You need metadata, previous archived pages, diffs, ngram distribution for text clustering algorithms and duplicate detection and
Also, avg page size in Google's full 'net crawl is 15k. We see similar numbers in Spinn3r.
The bottom line is the storage required is very cheap. BTW, $1M/PB = $1/GB seems too high, nowadays cheap SATA 500GB disks can be had for $100.
Yes.... This is a standard SATA disk or $.2 / GB. However, this is JUST disk not CPU, a redundant copy of that disk, and additional disks for high IO transfer rates.
You need a LOT more spindles to be able to access this 5P. Storing the data is one thing. Making sure it's highly available, fault tolerant, and high performance is a totally separate issue and ends up seriously increasing your costs.
For instance, one can crawl with a good crawler 1M pages/day on 1Mbps bandwidth i.e. 1B pages/day with 1GBps. So with 20Gbps one can crawl entire Internet daily. 20Gbps of crawling bandwidth goes for $100K/mo in the Valley, you can saturate it with , say, thousand cheap crawlers ($1-$1.5K each). I would think that Google spends way more in their cafeteria than that :)
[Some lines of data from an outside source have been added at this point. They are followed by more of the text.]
PR #145, opened 2016-03-23
Fix request name and add framework setup to sdkversion

kartang:


src/Microsoft.ApplicationInsights.AspNet/TelemetryInitializers/TelemetryInitializerBase.cs
```diff
@@ -1,16 +1,15 @@
 ﻿namespace Microsoft.ApplicationInsights.AspNet.TelemetryInitializers
 {
-    using System;
-    using System.Diagnostics;
```
kartang: Will fix these gaps. I believe I should change the default tab size.

src/Microsoft.ApplicationInsights.AspNet/SdkVersionUtils.cs
```diff
@@ -5,11 +5,27 @@
...
+        internal const string VersionPrefix = "aspnet5-";
+
+        internal static string GetFrameworkType()
+        {
+            string framework;
+#if dnx451
+           // F representing the full framework
+           framework = "F:"; 
+#elif dnxcore50
+          // C representing the core framework
```
dnduffy: CTRL-K CTRL-D in VS to make indenting consistent.

dnduffy:
:+1:

abaranch:
:shipit:

src/Microsoft.ApplicationInsights.AspNet/SdkVersionUtils.cs
```diff
@@ -1,17 +1,33 @@
...
+#if dnx451
+           // F representing the full framework
+           framework = "F:"; 
+#elif dnxcore50
+            // C representing the core framework
+            framework = "C:";
+#else
+          // O representing other framework
+          framework = "O:";
+#endif
```
AlexBulankou: What can other be?

kartang: The reason I kept there for now, is because we might have netstandard1.3, which can support "dotnet5.4" application for example, or "netstandardapp1.5". I am not sure how is it going to take into account all those versions. We can remove that once we are sure about this details.

PR #152, opened 2016-04-07
Changes to MVC template to match the latest updates

kartang:


test/Mvc6Framework45.FunctionalTests/bower.json
```diff
@@ -1,12 +0,0 @@
-{
-  "name": "ASP.NET",
-  "private": true,
-  "dependencies": {
-    "bootstrap": "3.0.0",
```
dnduffy: Have any local copies of these dependencies been removed as well?

dnduffy:
:shipit:

test/Mvc6Framework45.FunctionalTests/bower.json
kartang: we will not store any local copies of dependencies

This doesn't include the political aspects. You can't build a full web crawl in one day. You'd be blocked instantly. Crawlers have to be polite.
We spend a TON of time working with blog hosting companies to make sure our crawlers yield to their policies. For example, LiveJournal won't allow us to crawl with more than 10 threads.
Borislav rephrased this by saying that "crawling does not scale" since you don't HAVE to scale it as much as you'd think because you can only build the crawl at a slow pace.
There are other factors here though. Building a web graph, recomputing your ranking algorithm so you can re-prioritize your crawl, serving the content to clients, finding duplicates, all this stuff requires more resources than you initially think.
Of course maybe these aren't actual problems. Building this stuff is fun!